O MAIOR PORTUGUÊS ?! (3)

Continuando com este polémico artigo, lembrei-me do já tão longínquo ano de 1954, em que fui morar com os meus pais, irmã e avó materna para o novo bairro lisboeta de Alvalade. A razão foi a de o meu pai não poder suportar a renda de casa na Av. Marquês de Tomar onde, então, morávamos.
Ora no bairro de Alvalade as casas eram de renda limitada, além de esta ser mas barata. Quer isto dizer que, dado ao facto de practicamente não haver inflação, os senhorios não poderiam aumentar as rendas por tempo indeterminado. Assim, a renda que o meu pai pagou durante vinte anos, foi sempre de 950$00. Depois, veio o 25 de Abril, e os “revolucionários”, dando cabo das finanças e da economia do País, provocaram o caos, tanto para inquilinos como para senhorios. Mas, se tivesse sido só nisto...
Naquele bairro novo nada faltava no que respeita ao comércio; na segunda parte da Av. da Igreja, todas as actividades relacionadas com o indispensável para uma vida modesta mas digna. “Até há uma casa de gelados”, dissera entusiasmado o meu pai quando a descobrira. Chamava-se “Gelataria Alfo Tarlatini” e não sei se ainda existe.
Parece impossível como vocês foram morar para tão longe”, comentavam familiares e amigos” ao que a minha mãe, de quem talvez tenha herdado o espírito de contradição por não me entender neste mundo, retorquía explicando que não precisava de ir à Baixa pois tinha tudo perto de casa e mais barato.

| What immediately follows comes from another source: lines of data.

PR #11996, opened 2023-08-09
doc: protcols: Update Wi-Fi samples memory footprints

krish2718:
* Remove non-Wi-Fi sample MQTT on 9160
* Use "twister --size" over "size" to get accurate foot prints
* Use proper sample for location that uses Wi-Fi
* Add scan sample to 9160


visinor (approved):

E, quanto a transportes, tínhamos mesmo em frente da porta a paragem da carreira 21 de autocarros que, por 1$50, nos conduzia à Praça dos Restauradores.
É claro que podem dizer que eu falo assim por ser menino da cidade; porém, os livros das 3ª e 4ª classes faziam gala em mostrar a vida no campo, já que Portugal era e é um país essencialmente agrícola.

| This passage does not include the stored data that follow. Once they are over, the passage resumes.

PR #11997, opened 2023-08-09
Bluetooth: Mesh: do not send time status often than 30 seconds

alxelax:
Commit adds restriction for the Time model to not send Time Status more often than 30 seconds if this is aresult of state update after Time Set or Time Status commands.


alxelax:
PR has been converted into draft. I want to implement unit tests for the changes.

subsys/bluetooth/mesh/time_srv.c
```diff
@@ -10,6 +10,7 @@
 #include "time_util.h"
 
 #define SUBSEC_STEPS 256U
+#define RESTRICTION_TIME 30000ll
```
ludvigsj, line 13:
```suggestion
#define STATUS_INTERVAL_MIN 30000ll
```

ludvigsj (changes requested):
I have a few questions.

 1. Why does the time relaying introduce randomness, whereas the time set response does not?
 2. If I read the current code correctly, the time set handling will just not send a response if it is less than 30 seconds since last response was sent. In my opinion, we should always send one response after the "last" time set, potentially having to delay this response (between 1 and 30 seconds, depending on when the last status was sent).
 3. Also, if I read correctly, the relay handling will first wait until 30 seconds have passed and then schedule a delayed status at 20-50 seconds later after this, meaning there will be 50-80 seconds between these two relays. Is this on purpuse? If so: why?

ludvigsj:
> Time Set will always send a response to the sender here: https://github.com/nrfconnect/sdk-nrf/pull/11997/files#diff-626675688a86ce1b261757ffd4f251e64c8b334403c2432102a99ec505fa8c32R273 The only state change publishing is restricted by 30 seconds limitation.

Aqueles livros focavam os assuntos mais diversos entre os quais a necessidade de se aprender a ler e a escrever. Se, como afirmou naquele concurso a ex-deputada comunista Odete Santos (que deve estar podre de rica) que Salazar dissera que um povo culto é ingovernável, esta noção só se poderia aplicar à cultura política. Na verdade, o comunismo era apresentado como um regime monstruoso, o que afinal se veio a verificar após após o desabar da União Soviética. Comparados com a polícia política soviética (KGB) e a sua homóloga nazi (Gestapo) os tipos da “PIDE” não passavam de meninos de coro! Por muito que seja condenável a existência das prisões de Caxias, Peniche ou do Tarrafal, onde morreram algumas dezenas de comunistas, estas não se podem comparar com os “Arquipélagos Goulag” soviéticos onde trabalharam até à morte milhões de presos políticos. Parece incrível mas na nossa Assembleia da República, onde marcam presença (quando não faltam) dezenas de oportunistas, este assunto continue tabu. Talvez o tipo do “Chega” ou lá o que é, ou a preta gaga que só vê racistas por todo o lado, um dia atire isto à cara do Sr. Jerónimo ou da dona Catarina, mas não acredito. Há que defender o “tacho” que a “populaça na praça” (nome de dois artigos deste blogue publicados em Abril e Junho de 2014) lhes ofereceu. E basta por hoje. 
Mais uma vez vou deixar o assunto “em cima da mesa”. Mas não sem antes recordar aquela quadrinha do poeta brasileiro Luiz Vieira, que reza assim:

Se bicudo vem de bica,
E se grota* vem de gruta,
Conforme a palavra indica,
Deputado vem de puta.

  *Grota do italiano grotta através do latim Cripta; galeria escura, subterrâneo, caverna.